▶ [TASK] Tally every line of the listing where the string "markdown" is found, and state the total alone.
--- START ---
PR #1729, opened 2023-07-04
Rename `searchNodes` to `searchData`

wojtekmach:
- Rename `searchNodes` to `searchData`
- Add content-type based on proglang

### DIFF
--- a/assets/js/search-page.js
+++ b/assets/js/search-page.js
@@ -1,4 +1,4 @@
-/* globals searchNodes */
+/* globals searchData */
 
 import lunr from 'lunr'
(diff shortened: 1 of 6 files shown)


wojtekmach:
I briefly considered this structure:

```js
{
  "items": [
    {"content-type": "text/markdown", ...}.
    {"content-type": "text/plain", ...}.
  ]
}
```

that is, we have a content-type on a per-node (module, function, extra, etc) basis, given it more explicitly supports projects with both "Elixir" and "Erlang" parts (the latter currently not using markdown) but given the community seems going towards markdown for everything, such approach might be moot, i.e. top-level content-type is good enough.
--- END ---
▶ [SOLUTION TO THIS PROBLEM] 2